(Available data)

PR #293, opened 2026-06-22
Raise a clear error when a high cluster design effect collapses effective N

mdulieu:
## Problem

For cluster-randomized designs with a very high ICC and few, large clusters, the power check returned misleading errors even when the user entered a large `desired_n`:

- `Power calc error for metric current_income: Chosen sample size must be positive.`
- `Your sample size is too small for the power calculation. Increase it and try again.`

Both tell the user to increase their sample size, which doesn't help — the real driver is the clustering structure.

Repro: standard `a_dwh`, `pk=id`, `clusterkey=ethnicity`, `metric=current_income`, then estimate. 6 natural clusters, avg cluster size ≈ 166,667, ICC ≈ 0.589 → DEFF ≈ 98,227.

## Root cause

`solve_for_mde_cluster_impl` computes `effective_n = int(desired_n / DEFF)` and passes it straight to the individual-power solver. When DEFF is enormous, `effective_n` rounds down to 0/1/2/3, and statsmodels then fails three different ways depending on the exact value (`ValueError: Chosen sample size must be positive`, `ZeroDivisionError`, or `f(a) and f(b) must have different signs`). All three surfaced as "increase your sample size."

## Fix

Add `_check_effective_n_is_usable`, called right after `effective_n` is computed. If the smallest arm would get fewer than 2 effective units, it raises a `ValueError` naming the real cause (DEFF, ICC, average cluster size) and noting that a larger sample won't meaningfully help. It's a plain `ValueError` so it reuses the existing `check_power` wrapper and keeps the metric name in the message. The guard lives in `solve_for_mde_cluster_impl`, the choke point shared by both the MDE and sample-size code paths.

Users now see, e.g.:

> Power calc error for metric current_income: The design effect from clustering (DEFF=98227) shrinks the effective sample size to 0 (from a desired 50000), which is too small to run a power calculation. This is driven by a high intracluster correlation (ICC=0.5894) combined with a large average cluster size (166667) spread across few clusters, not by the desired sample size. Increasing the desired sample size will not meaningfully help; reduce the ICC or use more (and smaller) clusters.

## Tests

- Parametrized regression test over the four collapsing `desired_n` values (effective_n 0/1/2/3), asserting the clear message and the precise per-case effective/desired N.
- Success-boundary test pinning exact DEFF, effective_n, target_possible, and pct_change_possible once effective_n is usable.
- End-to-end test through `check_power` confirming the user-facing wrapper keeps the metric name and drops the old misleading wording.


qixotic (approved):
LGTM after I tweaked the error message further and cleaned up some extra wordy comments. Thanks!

(End Available data)
(Available data)

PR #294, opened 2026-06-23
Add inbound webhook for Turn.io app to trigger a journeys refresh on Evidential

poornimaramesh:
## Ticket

(End Available data)

▸ The task:
Give an exact copy of the lines above from the line with "PR #293, opened 2026-06-22" up to and including the line with "## Root cause", and leave everything else out.

▸ Your solution:
PR #293, opened 2026-06-22
Raise a clear error when a high cluster design effect collapses effective N

mdulieu:
## Problem

For cluster-randomized designs with a very high ICC and few, large clusters, the power check returned misleading errors even when the user entered a large `desired_n`:

- `Power calc error for metric current_income: Chosen sample size must be positive.`
- `Your sample size is too small for the power calculation. Increase it and try again.`

Both tell the user to increase their sample size, which doesn't help — the real driver is the clustering structure.

Repro: standard `a_dwh`, `pk=id`, `clusterkey=ethnicity`, `metric=current_income`, then estimate. 6 natural clusters, avg cluster size ≈ 166,667, ICC ≈ 0.589 → DEFF ≈ 98,227.

## Root cause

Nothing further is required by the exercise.